Category Archives: Advice for Small Businesses

3 Dealbreakers that ABC’s "Shark Tank" Can Teach Entrepreneurs

Advice for Small Businesses, Common Business Mistakes, Entrepreneurship0 comments

By Kim Palacios

One show I never miss recording on my DVR is ABC’s “Shark Tank,” which pairs private investors with entrepreneurs.  The format is straightforward: enterprising individuals or business owners who lack funds to self-finance pitch their ideas to the “Sharks,” who make competing offers if they think the business is promising.  Of course, every entrepreneur believes in the market potential of his business—the first test he must pass is agreement around whether his product or service is “the next big thing”.  Yet, even the most promising business idea may not be enough to compel the Sharks to invest.  If you pay close attention, these three factors consistently show as deal breakers for the Sharks, as they do for most business investors:

#1: Implausible Business Valuation. I’ve seen it dozens of times on “Shark Tank:” at first, the Sharks like what they see but they want to hear about the financials.  “What investment level are you asking for?” they will eventually ask, at which point John Business Owner responds with confidence something like “I’m asking for $500k for a 5% stake in the company.”  Hang on—that means the owner values the business at $10M!   In a (very) small number of cases, John Business Owner’s company or idea may actually be worth this amount; but in most cases, entrepreneurs ask for a high number of investment dollars and name a high valuation despite an utter lack of revenue, profitability, or other promising results.

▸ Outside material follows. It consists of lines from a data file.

PR #173, opened 2023-08-10
Set ideal MGLRU setting for desktop responsiveness

mmstick:
This sets `/sys/kernel/mm/lru_gen/min_ttl_ms` to `1000` on startup, which ensures that any memory pages accessed within the last second will remain in memory, and avoid getting swapped or reclaimed. The default setting is `0`, which disables the feature.

Based on https://aur.archlinux.org/packages/mglru-desktop-settings

I've been tipped that this can noticeably improve YouTube or PC game responsiveness on a system that's out of memory, or close to it.

### DIFF
--- a/debian/control
+++ b/debian/control
@@ -16,13 +16,19 @@ Depends: ${misc:Depends},
          gnupg,
          plymouth-theme-pop-basic,
          python3-repolib (>> 1.3.9),
-Recommends: pop-default-settings-zram
+Recommends: pop-default-settings-lru, pop-default-settings-zram
 Conflicts: pipewire-media-session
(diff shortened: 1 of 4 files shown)


jacobgkau:
I started testing this on a gaze18 today, but haven't observed too much of a difference. While filling up the RAM with `stress-ng --vm-bytes $(awk '/MemAvailable/{printf "%d\n", $2 * 1.1;}' < /proc/meminfo)k --vm-keep -m 1`, a 1080p YouTube video already played back smoothly without the change. It did freeze up for a second when opening another window on top of it, but it still does that after the change.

Entrepreneurs get better responses from investors by avoiding broad-swathing assumptions about the size of their target market and their ability to capture a percentage of that market.  They avoid over-optimism by making conservative assumptions, pricing in risk and demonstrating that they understand these factors.  Certainly, financiers expect a certain degree of optimism from entrepreneurs, but it is a huge red flag when a company valuation is widely off base.  The signal it sends to investors is that the business owner does not understand financial basics, skipped critical research and market sizing steps, and may not have enough business acumen to run a profitable company.

#2: Lack of Basic Financial or Business Acumen. You don’t need an MBA, or even previous experience, to successfully run a business.  You do, however, need an understanding of the basic elements of business and a grasp for how they work.  Often times I have seen the Sharks ask this next simple question: “Is your business profitable?”  Many times business owners who answer with a “yes” subsequently reveal evidence of the opposite:  usually, that they have not repaid initial investors, and that they cannot afford to pay themselves at full salary.

Here’s the misstep: when an entrepreneur gives an inaccurate answer to a question that deals with basic business concepts, the investor is forced to wonder how reliable other information about the business could be.  An entrepreneur with a poor grasp of business concepts creates risk for the investor by putting her in the undesired position of having to provide (or mandate) management support to ensure that the business is run well.  If the investor does not want a role in managing the business, she will be unlikely to take on this risk.  It pays for entrepreneurs to gain a thorough and concrete understanding of their business model, revenue, cost, profit, valuation, exit, and ROI dynamics included.

#3: Difficult Personalities. Anyone who has worked with entrepreneurs knows this: they can be VERY passionate about their business ideas.  But it’s a big red flag to any potential business partner, whether they are playing a financing role or not, to be confronted with an entrepreneur who seems difficult or inflexible.  Though an  entrepreneur may know his product better than anybody else, I have seen countless entrepreneurs fail to separate their products from assumptions they make about their products.  For example, an entrepreneur may be able to speak with 100% authority about the technical capabilities of his product.  However, any opinion he has on the market potential of his product is an assumption.  Yet, many entrepreneurs end up arguing with business partners who challenge their assumptions.

Smart investors avoid entrepreneurs who seem deaf to hard data and sage business advice.  These investors know that no product or service can reach its potential without leaders who are willing to make principled business decisions.  No investor wants to be at war with an entrepreneur who thinks he’s got it all figured out, and who is unwilling to accept guidance from professionals who can be valuable partners in his success.